La République dominicaine occupe une place à part parmi les pays des Amériques, de par sa position géographique et son histoire mouvementée. Située au cœur de l’archipel caraïbe, elle n’en est pas moins rattachée culturellement à l’ensemble latino-américain avec lequel elle partage nombre de traits, en particulier la langue espagnole. Mais ses liens avec les États-Unis et l’île voisine de Porto Rico sont également très forts.

Deux républiques dans le même espace insulaire

La République dominicaine partage son espace insulaire avec un autre État, la République d’Haïti, qui occupe la partie occidentale de l’île (1). La division de l’île entre deux États, séparés par une frontière de 320 km, constitue une singularité géopolitique et s’explique par l’existence de deux communautés nationales distinctes, l’une issue de la colonisation espagnole, la colonie de Santo Domingo, et l’autre de la colonisation française, la colonie de Saint-Domingue à l’ouest.

La République dominicaine a la chance d’avoir « hérité » de la partie la plus vaste (48 670 km2) et la plus fertile de l’île, avec des plaines aux sols profonds et bien arrosées par les vents alizés. À l’ouest, Haïti est moins bien dotée (27 750 km2), avec des plaines plus étroites. À noter que l’ensemble de l’île est très montagneux. Par contre, les deux versants de l’île sont tout aussi exposés aux risques naturels, aux tempêtes tropicales et aux ouragans qui frappent les côtes et l’intérieur. Le risque sismique est particulièrement grave. Les tremblements de terre ont touché historiquement des régions vastes et peuplées, comme l’ont montré les séismes de Port-au-Prince (en 1751, en 1770 et le tragique tremblement de 2010) et, côté dominicain, les séismes qui ont détruit les fondations coloniales de La Vega (1562) et de Santiago de los Caballeros (1842). On n’ose pas imaginer le prochain grand séisme destructeur.

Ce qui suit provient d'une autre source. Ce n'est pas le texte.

PR #69, opened 2020-05-18
Account for loadavg when queuing tasks

### LINKED ISSUE #47: Feature: Take os.loadavg() into account
It would be nice if `piscina` took `os.loadavg()` into account when deciding how many workers to use in a given situation, to dynamically respond to the system load. This can be helpful considering that the application that uses `piscina` may not be the main application running on a given host, and that the up to `1.5 × number of CPUs` `maxThreads` default may be too much in a lot of circumstances.

The idea here is that we would not post new tasks until either less than `minThreads` tasks are currently running or the system drops below x CPU load (where x could be e.g. 100 % by default, but configurable).

In a similar vein, it would be nice to be able to set scheduling paramters for the spawned threads, but that would require upstream support in libuv first, then in Node.js, then here.

jasnell:
@addaleax ... please take a look to see if this approach is acceptable.

This adds a new _acceptableCpuLoad() check that is currently only used when submitting a new task. If the function returns false, the task is queued, even if it otherwise would be dispatched. The check is not applied when a worker comes available with the idea that it is always acceptable for a worker to take on a new task, regardless of cpu load, if there are tasks available.

The check is disabled by default (the default `cpuLoadAvgThreshold` is set to `Infinity`), and disabled entirely on Windows since the loadavg there is not calculated.

The threshold must be a number between 0.0 and 1.0, although we might want to remove the upper limit and allow any value to be specified. The reason is because the cpu loadavg could easily regularly exceed the capacity of available CPU cores.

The load average is calculated by taking the 1-min load average and dividing by the number of CPU cores available (e.g. `os.loadavg()[0] / cpus().length` in order to normalize the values. Alternatively, we could eliminate the upper limit on `cpuLoadAvgThreshold` and avoid the division but then users would need to set a threshold that takes the number of CPUs into consideration.

(Marked this as a draft until we're sure this is the way we want to do it)

Fixes: https://github.com/jasnell/piscina/issues/47

### DIFF
--- a/src/index.ts
+++ b/src/index.ts
@@ -454,6 +454,21 @@ class WorkerInfo extends AsynchronouslyCreatedResource {
   }
 }
 
+function waitForAcceptableCpuLoad (pool : ThreadPool) {
+  // TODO(@jasnell): Not entirely clea how to force this in test.
+  pool.loadTimer = setTimeout(/* istanbul ignore next */ () => {
+    if (pool._acceptableCpuLoad()) {
+      const workerInfo : WorkerInfo | null = pool.workers.findAvailable();
+      if (workerInfo) {
+        pool._dispatchTask(workerInfo);
+      }
+    } else {
+      // Keep waiting ...
+      waitForAcceptableCpuLoad(pool);
+    }
+  }, 100);
+}
+
 class ThreadPool {
   publicInterface : Piscina;
   workers : AsynchronouslyCreatedResourcePool<WorkerInfo>;
@@ -467,6 +482,7 @@ class ThreadPool {
   inProcessPendingMessages : boolean = false;
   startingUp : boolean = false;
   workerFailsDuringBootstrap : boolean = false;
+  loadTimer? : NodeJS.Timeout;
 
   constructor (publicInterface : Piscina, options : Options) {
     this.publicInterface = publicInterface;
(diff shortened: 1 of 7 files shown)


src/index.ts
```diff
@@ -629,7 +632,22 @@ class ThreadPool {
...
+      return true;
+    }
+    return loadavg()[0] / cpuCount <= this.options.cpuLoadAvgThreshold;
+  }
+
   _onWorkerAvailable (workerInfo : WorkerInfo) : void {
+    // We do not check _acceptableCpuLoad here with the idea
+    // that if a worker is coming available, then it should
+    // always be permitted to take on a new task if one is
+    // available.
```
addaleax, line 650: I’m not sure whether it makes sense to distinguish this case from the one below?

src/index.ts
```diff
@@ -702,9 +720,10 @@ class ThreadPool {
       });
     }
 
-    // If there is a task queue, there's no point in looking for an available
-    // Worker thread. Add this task to the queue, if possible.
-    if (this.taskQueue.size > 0) {
+    // If there is a task queue, or there is unacceptable CPU load,
+    // there's no point in looking for an available Worker thread.
+    // Add this task to the queue, if possible.
+    if (this.taskQueue.size > 0 || !this._acceptableCpuLoad()) {
```
addaleax, line 726: If we hit this condition, I think should probably start a timer that checks whether CPU load has become acceptable or not, otherwise the task will hang around indefinitely.

jasnell: Yeah, that's where I was leaning but wanted to see if you ended up in the same place ;-) This is exactly why I skipped the check on the worker available event above.

jasnell:
Going to separate out the first commit into a separate PR now.

jasnell:
Closing this as I think we're going a different direction with it.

Les racines historiques de la nation dominicaine

La formation historique de la nation dominicaine sur un laps de cinq siècles montre des ruptures, à la fois pendant la période coloniale et pendant la période nationale. La conquête espagnole à partir de 1492 aboutit à l’extinction rapide des cultures indigènes Arawak et Taïno. Les Espagnols font place nette pour christianiser et coloniser le territoire bientôt dépeuplé. Ils introduisent les premiers esclaves africains pour établir des plantations et édifient un palais et une cathédrale à Santo Domingo, la première fondation urbaine des Européens dans les Amériques. Cependant, l’Audience de Santo Domingo est rapidement négligée au profit des nouvelles conquêtes de Cuba, du Mexique et du Pérou. Les Espagnols ne restitueront jamais le prestige perdu à leur colonie désertée et fréquemment attaquée par les pirates et les flibustiers.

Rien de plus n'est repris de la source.